Revision as of 18:58, 7 May 2008

RST: Regularized Spline with Tension

Overview

Thin plate splines fit a surface to a series of points by minimizing the energy it takes to "bend" the surface. You can think of it as stretching a rubber sheet between all the points and then varying the stiffness of the sheet.

Using this method you can create raster surfaces which, as compared to a simple rasterization method like a sampled TIN, better match the true topography, work better results from groundwater flow modules, and create much nicer visualization images.

Modules

  • v.surf.rst
  • v.vol.rst
  • r.resamp.rst
  • librst
  • r.fillnulls

Tuning parameters

  • See the module help pages
(TODO: write user guide)

Validation

  • Cross-validation
(TODO: write How-to)

Troubleshooting

  • If your input data points include a dramatic change in point density across the region of interest you may get square artifacts in the output map.
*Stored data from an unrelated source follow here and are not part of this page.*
PR #563, opened 2026-06-04
chore: drop poetry, migrate to pip + flit_core

MIchaelMainer:
It was highly suggested from an internal Pythonista that we should drop Poetry as it adds extra complexity when encountering edge scenarios. This will also make Kiota-Python better match what we are doing for the graph repos.

- Replace poetry-core build backend with flit_core in all 8 packages
- Convert all pyproject.toml from [tool.poetry] to PEP 621 [project] format
- Fix [mypy] -> [tool.mypy] in abstractions, authentication/azure, bundle, tests/validation
- Fix tests/validation mypy files setting to 'validation'
- Create requirements-dev.txt per package (8 packages + tests/validation)
- Update build.yml: replace poetry install/run with pip and direct commands
- Update cd-publish-python.yml: replace poetry with pip install build + python -m build
- Remove poetry-plugin-mono-repo-deps from root requirements_dev.txt

Validation runs:
https://github.com/microsoft/kiota-python/actions/runs/26969442452
https://dev.azure.com/microsoftgraph/Graph%20Developer%20Experiences/_build/results?buildId=221616&view=results


packages/bundle/requirements-dev.txt
```diff
@@ -0,0 +1,13 @@
+-e ../abstractions
+-e ../http/httpx
+-e ../serialization/json
+-e ../serialization/form
+-e ../serialization/text
+-e ../serialization/multipart
```
baywet, line 6: one thing that we should validate before merging this is whether a "publish" (to local file) leads to the package metadata being emitted with the corresponding dependency, instead of local reference. This would otherwise lead to broken packages and has bitten us a couple of times in the past.

And I don't know enough about Python to "tell that from just looking at the configuration"

MIchaelMainer: I don't think this will be a problem as those are dev dependencies. The dependencies in the project file point to the packages

```
dependencies = [
    "microsoft-kiota-abstractions>=1.10.2,<2.0.0",
    "microsoft-kiota-http>=1.10.2,<2.0.0",
    "microsoft-kiota-serialization-json>=1.10.2,<2.0.0",
    "microsoft-kiota-serialization-form>=1.10.2,<2.0.0",
    "microsoft-kiota-serialization-text>=1.10.2,<2.0.0",
    "microsoft-kiota-serialization-multipart>=1.10.2,<2.0.0",
]
```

This is especially visible in a slope map or in contour lines created from the elev map with r.contour.
Solution 1: increase the npmin parameter
Solution 2: Create the surface in multiple passes. First isolate the low density points and use v.hull to make a polygon around them. Next run v.surf.rst for those points to make a smooth surface between them. Then you can either run v.to.rast on the hull area and create new random points with the r.random module, or sample the new surface with the v.random.cover addon script. Finally use v.patch to create a new points file with a less dramatic change in point density.
  • Spline surfaces do not handle hard breaks in the topography very well, such as found on a beach at the base of a cliff. "Ringing" may be introduced and the module may complain about "overshoots", as the surface is bent away from an input point further than the module is happy with. Users familiar with digital electronics may recall the similar problem of fitting a sinusoid to a square wave.